▸ YOUR ASSIGNMENT
Lift out, unaltered, the lines of the material below between the line holding "aren't we using" and the line holding "Now I'm even", counting both.

▸ EXCERPTED RECORDS
════════
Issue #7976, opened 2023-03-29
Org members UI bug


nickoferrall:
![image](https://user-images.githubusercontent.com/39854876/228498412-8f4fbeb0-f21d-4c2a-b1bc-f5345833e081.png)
════════
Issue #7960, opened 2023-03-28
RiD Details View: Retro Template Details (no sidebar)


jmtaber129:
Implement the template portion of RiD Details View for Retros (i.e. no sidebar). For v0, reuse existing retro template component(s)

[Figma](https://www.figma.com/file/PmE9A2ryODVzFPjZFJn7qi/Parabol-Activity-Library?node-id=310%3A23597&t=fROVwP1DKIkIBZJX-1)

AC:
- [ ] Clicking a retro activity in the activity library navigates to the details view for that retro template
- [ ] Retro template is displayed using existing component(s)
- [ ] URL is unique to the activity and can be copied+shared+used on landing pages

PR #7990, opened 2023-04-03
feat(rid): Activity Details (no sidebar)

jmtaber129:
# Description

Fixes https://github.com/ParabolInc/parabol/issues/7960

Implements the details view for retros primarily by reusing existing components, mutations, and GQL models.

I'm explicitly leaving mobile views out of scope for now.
════════
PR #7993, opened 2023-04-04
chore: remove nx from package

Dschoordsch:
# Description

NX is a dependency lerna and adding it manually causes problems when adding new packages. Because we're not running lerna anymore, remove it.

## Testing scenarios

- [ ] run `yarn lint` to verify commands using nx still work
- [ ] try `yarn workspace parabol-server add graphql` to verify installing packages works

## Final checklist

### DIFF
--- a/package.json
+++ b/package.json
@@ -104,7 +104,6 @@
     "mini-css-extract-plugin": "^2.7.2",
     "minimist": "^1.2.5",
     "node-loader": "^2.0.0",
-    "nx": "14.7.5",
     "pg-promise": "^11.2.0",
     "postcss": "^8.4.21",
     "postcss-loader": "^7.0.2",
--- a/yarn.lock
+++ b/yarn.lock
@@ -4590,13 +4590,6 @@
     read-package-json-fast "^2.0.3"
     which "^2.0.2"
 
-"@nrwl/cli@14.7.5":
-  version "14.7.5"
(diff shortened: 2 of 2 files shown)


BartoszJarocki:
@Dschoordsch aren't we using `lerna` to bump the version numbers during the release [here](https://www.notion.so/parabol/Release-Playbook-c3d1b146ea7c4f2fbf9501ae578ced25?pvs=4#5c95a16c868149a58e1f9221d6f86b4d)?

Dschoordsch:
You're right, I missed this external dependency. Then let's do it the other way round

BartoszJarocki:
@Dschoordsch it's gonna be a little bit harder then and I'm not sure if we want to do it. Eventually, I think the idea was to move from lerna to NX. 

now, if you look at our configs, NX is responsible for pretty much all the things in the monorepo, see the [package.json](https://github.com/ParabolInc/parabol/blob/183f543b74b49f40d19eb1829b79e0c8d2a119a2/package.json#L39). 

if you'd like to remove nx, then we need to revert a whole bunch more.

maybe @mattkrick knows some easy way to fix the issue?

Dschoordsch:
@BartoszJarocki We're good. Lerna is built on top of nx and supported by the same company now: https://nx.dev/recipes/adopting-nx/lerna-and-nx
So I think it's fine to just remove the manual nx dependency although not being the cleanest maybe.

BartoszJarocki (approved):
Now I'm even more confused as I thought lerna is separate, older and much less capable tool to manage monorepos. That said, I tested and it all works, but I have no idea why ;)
════════
▸ RESPONSE BELOW
@Dschoordsch aren't we using `lerna` to bump the version numbers during the release [here](https://www.notion.so/parabol/Release-Playbook-c3d1b146ea7c4f2fbf9501ae578ced25?pvs=4#5c95a16c868149a58e1f9221d6f86b4d)?

Dschoordsch:
You're right, I missed this external dependency. Then let's do it the other way round

BartoszJarocki:
@Dschoordsch it's gonna be a little bit harder then and I'm not sure if we want to do it. Eventually, I think the idea was to move from lerna to NX. 

now, if you look at our configs, NX is responsible for pretty much all the things in the monorepo, see the [package.json](https://github.com/ParabolInc/parabol/blob/183f543b74b49f40d19eb1829b79e0c8d2a119a2/package.json#L39). 

if you'd like to remove nx, then we need to revert a whole bunch more.

maybe @mattkrick knows some easy way to fix the issue?

Dschoordsch:
@BartoszJarocki We're good. Lerna is built on top of nx and supported by the same company now: https://nx.dev/recipes/adopting-nx/lerna-and-nx
So I think it's fine to just remove the manual nx dependency although not being the cleanest maybe.

BartoszJarocki (approved):
Now I'm even more confused as I thought lerna is separate, older and much less capable tool to manage monorepos. That said, I tested and it all works, but I have no idea why ;)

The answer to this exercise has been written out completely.